Personally, I adore the illustrations done by Pamela Coleman Smith. For those not taken by the original, there are many other versions available, mostly with retouched colors. Try the Radiant if you want a vibrant pop or the Universal for a more soothing look. The Albano-Waite even has psychadelic colors if you’re feeling trippy.

And conveniently enough, most tarot books address this system, so you’ll have no shortage of resources at your fingertips. With this in mind, I suggest grabbing a copy of this deck even if it’s not your #1 tarot true love - you can use it as a cross reference when using RWS books and other resources.

2. Shop Around

But say you’re not drawn to the classic, Medieval-style illustrations of the RWS and want to find something more exciting. Maybe you’re curious about a modern deck like The Fountain Tarot or a classic feminist deck like the Motherpeace Tarot.

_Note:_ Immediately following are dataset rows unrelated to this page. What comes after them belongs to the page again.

PR #2326, opened 2020-11-04
Kv Analytics Refactor

eddieferrer:
* Removed unncessary 5th param for kvTrackEvent
* Removed support for string type with | for kvTrackEvent
* Refactors trackEvent, add support for snowplow value

### DIFF
--- a/src/components/WwwFrame/Menus/CustomSecondaryMenu.vue
+++ b/src/components/WwwFrame/Menus/CustomSecondaryMenu.vue
@@ -2,15 +2,14 @@
 	<div>
 		<secondary-menu class="show-for-large">
 			<ul class="row">
-				<li v-for="{name, routerLink, url, eventTracking} in menuItems" :key="name">
+				<li v-for="{name, routerLink, url} in menuItems" :key="name">
 					<router-link
 						:to="routerLink"
-						v-kv-track-event="eventTracking"
 						v-if="routerLink"
 					>
 						{{ name }}
 					</router-link>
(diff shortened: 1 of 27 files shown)


eddieferrer:
Adds support for snowplow values. 

- `value` in trackEvent param (the 4th param) was being sent to GA as value, but was actually property in snowplow. 
- Added support for the actual value property to be sent to snowplow. 
- In order to keep legacy events reporting the same events, where the 4th param is GA Value, but Snowplow Property, I duplicated the 4th param in all those events. Going forward we can either keep the duplication for events that have a 4th param (most only have 3 params anyways) or we can use snowplow value more and pass the 4th param as null. 
- Double checked a lot of these events in looker, because of this mix up, many events have se_property set as NaN
- This should not break any legacy events because there will be no change in looker, except for the addition of value in cases where it was missing before.

src/components/WwwFrame/Menus/CustomSecondaryMenu.vue
```diff
@@ -2,15 +2,14 @@
 	<div>
 		<secondary-menu class="show-for-large">
 			<ul class="row">
-				<li v-for="{name, routerLink, url, eventTracking} in menuItems" :key="name">
```
eddieferrer, line 5: This eventTracking is never used

mcstover (approved):

BoulderBrains (approved):

emuvente (approved):
👍

ryan-ludwig (approved):

PR #2328, opened 2020-11-05
Enhancements to layout and styles of campaign mvp. Started moving por…

mcstover:
…tions of the page out into independent components and creating stories for them.


.storybook/stories/CorporateCampaign.stories.js
```diff
@@ -0,0 +1,58 @@
+import Vue from 'vue';
+import StoryRouter from 'storybook-vue-router';
+import { withKnobs, text, object } from '@storybook/addon-knobs';
```
ryan-ludwig, line 3: Minor, these aren't needed since you're using the `args`, and `argTypes` syntax

mcstover: Good to know...

I need to figure out how to segment those automatic options/args so that only the applicable ones show up in each story...

.storybook/stories/CorporateCampaign.stories.js
```diff
@@ -0,0 +1,58 @@
...
+
+import CorporateCampaignLanding from '@/pages/LandingPages/CorporateCampaign/CCLandingPage';
+import CampaignHeader from '@/components/ContentGroups/CampaignHeader';
+import CampaignStatus from '@/components/ContentGroups/CampaignStatus';
+
+export default {
+	title: 'Pages/CorporateCampaignLanding',
+	component: CorporateCampaignLanding,
+	args: {
+		headerAreaContent: {
```
ryan-ludwig, line 20: Since headerAreaContent only applies to CampaignHeader, and the other props apply to StatusRow, I recommend creating two separate story files.

PR #2329, opened 2020-11-05
SUBS-542 DropIn Loading & LoadingOverlay

eddieferrer:
* Tweaks interaction between our loader and the dropIn loader slightly
* Move LoadingOverlay out of lend into Kv folder, fix imports
* Apply KvLoading overlay to AD and MG signup drop ins to display a loading state blocking the UI while the page prefetches on success redirect


src/pages/Checkout/CheckoutPage.vue
```diff
@@ -147,7 +151,7 @@
 					@updating-totals="setUpdatingTotals"
 					@refreshtotals="refreshTotals"
 				/>
-				<loading-overlay v-show="updatingTotals" id="updating-overlay" class="updating-totals-overlay" />
+				<kv-loading-overlay v-if="updatingTotals" id="updating-overlay" class="updating-totals-overlay" />
```
eddieferrer, line 154: There was a small bug here with the way the mounted hook was being fired on v-show which led to the loader sometimes not being in the correct place

mcstover (approved):
Nice cleanup and improvements to sequencing

emuvente (approved):
Nice! 👍

PR #2347, opened 2020-11-11
SUBS-490 Remove Legacy Payment Wrappers from Checkout

eddieferrer:
* Removes legacy payment wrappers from checkout page


mcstover (approved):
!!!

PR #2355, opened 2020-11-13
Grow 297

BoulderBrains:
The api.authenticatiion fails intermittently, but commenting out lines 145 -147 of KvAuth0.js gets around that failure.


src/pages/Settings/TwoStepVerificationPage.vue
```diff
@@ -65,6 +210,18 @@ export default {
...
+	}
+
+	.section {
+		margin-bottom: rem-calc(50);
+	}
+
+	.sub-section {
+		margin-bottom: 2rem;
+	}
 }
```
BoulderBrains, line 225: I'll fix this to be BEM style

src/pages/Settings/TwoStepVerificationPage.vue
```diff
@@ -38,21 +88,116 @@
...
 
 <script>
+import gql from 'graphql-tag';
+
 import KvIcon from '@/components/Kv/KvIcon';
 import KvSettingsCard from '@/components/Kv/KvSettingsCard';
+import KvButton from '@/components/Kv/KvButton';
 import TheMyKivaSecondaryMenu from '@/components/WwwFrame/Menus/TheMyKivaSecondaryMenu';
 import WwwPage from '@/components/WwwFrame/WwwPage';
+import removeMfa from '@/graphql/mutation/removeMfa.graphql';
```
emuvente, line 98: Where's this file? I don't see it in the repo or in this pr

src/pages/Settings/TwoStepVerificationPage.vue
```diff
@@ -38,21 +88,116 @@
...
+		KvButton,
 		TheMyKivaSecondaryMenu,
 		WwwPage,
 	},
 	metaInfo: {
 		title: '2-step verification',
 	},
+	mounted() {
+		if (this.kvAuth0.enabled) {
+			this.kvAuth0.getMfaManagementToken()
```
emuvente, line 130: I think you might have to call `this.kvAuth0.checkSession()` before this to ensure the user is logged in

src/pages/Settings/TwoStepVerificationPage.vue
```diff
@@ -38,21 +88,116 @@
...
+				otherwise update the URL to include ?mfa=off, which triggers
+				a condition in the mounted hook */
+			if (timeSinceLastLogin >= 5) {
+				window.location = `/ui-login?force=true&doneUrl=${encodedDoneUrl}`;
+			} else {
+				window.location = doneUrl;
+			}
+		},
+		turnOffMfa() {
+			this.apollo.mutate({
```
emuvente, line 194: This will also need the mfa_token variable

src/pages/Settings/TwoStepVerificationPage.vue
```diff
@@ -38,21 +88,116 @@
...
+	computed: {
+		cardTitle() {
+			if (this.isMfaActive) {
+				return 'Add a backup method';
+			}
+			return 'How would you like your verification code?';
+		},
+		cardSubhead() {
+			if (this.isMfaActive) {
+				return "Set up additional backup steps so you can log in even if your other options aren't available";
```
ryan-ludwig, line 173: minor, should use single quotes here and the line below

src/pages/Settings/TwoStepVerificationPage.vue
```diff
@@ -20,16 +20,66 @@
 							name="auto-icon-on"
 						/>
 					</template>
+
 					<template v-slot:content>
-						<p>You'll be asked for a verification code when accessing you Kiva account.</p>
+						<div v-if="!isMfaActive">
+							<h2>{{ cardTitle }}</h2>
```
ryan-ludwig, line 26: What is the h2 if `isMfaActive` is true?

src/pages/Settings/TwoStepVerificationPage.vue
```diff
@@ -20,16 +20,66 @@
...
+						<div v-if="isMfaActive" class="section">
+							<h3 class="strong">
+								2-step verification is turned on
+							</h3>
+							<p>
+								We'll ask you for your password and verification code from your
+								mobile phone in order to log into your Kiva account.
+							</p>
+							<a
+								@click="checkLastLoginTime"
```
ryan-ludwig, line 39: This feels funny without an `href`. I'd recommend making it a` <kv-button class="text-link" ...`

src/pages/Settings/TwoStepVerificationPage.vue
BoulderBrains: I had that handled on line 54.
But your comment called out the duplication and I've simplified it now.

src/components/Settings/TwoStepVerification.vue
```diff
@@ -20,7 +20,10 @@
 				<span class="strong">both your password and an authenication code from your mobile phone</span>
 				in order to access your account.
 			</p>
-			<kv-button class="smallest">
+			<kv-button
+				href="/settings/security/mfa"
```
ryan-ludwig, line 24: I think this can be a `to` instead of `href` since they're both new stack pages

src/pages/Settings/TwoStepVerificationPage.vue
```diff
@@ -38,33 +93,143 @@
...
 		TheMyKivaSecondaryMenu,
 		WwwPage,
 	},
 	metaInfo: {
 		title: '2-step verification',
 	},
+	mounted() {
+		if (this.kvAuth0.enabled) {
+			this.kvAuth0.checkSession();
+			this.kvAuth0.getMfaManagementToken()
```
emuvente, line 135: You need to wait for the `checkSession` promise to complete before calling `getMfaManagementToken`. You can do that by changing these lines to
```
this.kvAuth0.checkSession()
	.then(() => this.kvAuth0.getMfaManagementToken())
	.then(token => {
		...
```

src/pages/Settings/TwoStepVerificationPage.vue
```diff
@@ -38,33 +93,143 @@
...
+				otherwise update the URL to include ?mfa=off, which triggers
+				a condition in the mounted hook */
+			if (timeSinceLastLogin >= 5) {
+				window.location = `/ui-login?force=true&doneUrl=${encodedDoneUrl}`;
+			} else {
+				window.location = doneUrl;
+			}
+		},
+		turnOffMfa(token) {
+			this.apollo.mutate({
```
emuvente, line 199: Instead of taking a token as an argument, you'll need to fetch it again, like in my comment above
```
this.kvAuth0.checkSession()
	.then(() => this.kvAuth0.getMfaManagementToken())
	.then(token => {
		this.apollo.mutate({
```

src/pages/Settings/TwoStepVerificationPage.vue
```diff
@@ -10,7 +10,7 @@
 		</div>
 		<div class="row">
 			<div class="column small-12 large-8">
-				<kv-settings-card title="How would you like your verification code?">
```
ryan-ludwig, line 13: Would recommend setting this to `:title="cardTitle"` and removing the h3 with cardTitle below. I may be mistaken, but we should have an overarching `<h2>` for this card which this title prop provides us.

src/pages/Settings/TwoStepVerificationPage.vue
```diff
@@ -20,16 +20,71 @@
...
+							</h3>
+							<p>{{ cardSubhead }}</p>
 
-						<h3>
-							Text message or phone call
-						</h3>
+							<div class="two-step-verification__section-sub-section">
+								<h3 class="strong">
+									Authentication app
+									<span class="two-step-verification__section-sub-section-green">(Recommended)</span>
```
ryan-ludwig, line 65: I'm getting fussy, but this could just be a utility class of `class="green"`

BoulderBrains: Not fussy, that's much cleaner. Thanks

src/pages/Settings/TwoStepVerificationPage.vue
BoulderBrains: So the issue with using the card title, is the location of the card title when a user has MFA enabled. In that case, the card title needs to move below the the newly shown "2-step verification is turned on" and "security method(s)" pieces of the page. 
MFA_Step_2_v1_Sept_14_2020_RubyPark__–_Figma-3

emuvente (approved):
👍

eddieferrer (approved):

BoulderBrains:
@ryan-ludwig here are the Kv-settings-card changes we discussed: 

MFA OFF: 
Screen Shot 2020-11-19 at 1 13 46 PM


MFA ON:
Screen Shot 2020-11-19 at 1 00 59 PM

ryan-ludwig (approved):
Nice!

This is where the internet is truly our friend. Google around and find decks you’re interested. Read reviews and look at as many photos as you can get your paws on. See how the cards are grouped and whether the illustrations resonate with you. You can find plenty of reviews on forums like Aeclectic and on tarot blogs. Keep it light – you don’t need to compile a treatise on why you’re choosing a certain deck. Just follow your curiosity and browse away.

3. Find a Hard Copy

There’s nothing like experiencing the real thing. If you have a metaphysical shop or even a bookstore that carries tarot, stop in and see if they have an opened copy of the deck you can see. Hold the cards, even give them a shuffle if you can. You’ll be handling your deck frequently and how they feel in your hand – the weight of the cardstock, the quality of the printing – is an important part of your experience with a deck.

If you have a friend who reads tarot, ask to see their collection. (I love showing off my cards, and there’s nothing more fun that connecting others with tarot. Plus, it’s fascinating seeing what decks people are drawn to!)

But fear not if you can’t see a deck in person – the quality of printing today is excellent and many reviews address the tactile side of cards. If you’re simply feeling drawn to something, go for it and trust your intuition. Which leads us to my final tip…

4. Follow Your Instincts

Tarot can be used practically and even analytically, but at its root it’s an intuitive tool meant to tap into our subconscious. It’s natural then that how you feel about a deck is the most important thing to keep in mind when making a choice. Your first tarot deck should resonate with a deep part of you, inviting you into its world with captivating images and mystery. Otherwise you won’t be called to work with it and your practice will be a slog when it should sing.

I know people who’ve started with decks outside of any major tarot tradition and developed a lush and personalized reading style with them because they feel deeply connected with the cards. For example, I had a student who resonated deeply with the natural imagery of the Wooden Tarot; as a former naturalist she was immediately able to craft profound and moving readings with the cards because of her natural connection with them. And that’s what’s most important.

Are you finding yourself being strongly drawn to the cards and you’re not sure why? Follow this instinct and get the deck.

I chose the RWS when I was 12 because I was absolutely fascinated with it. I saw the deck and knew I wanted to learn tarot. I was curious, nervous, and in awe of the magical world shown in the cards. Find a deck that does that for you and you’ll be enjoying the world of tarot for years to come.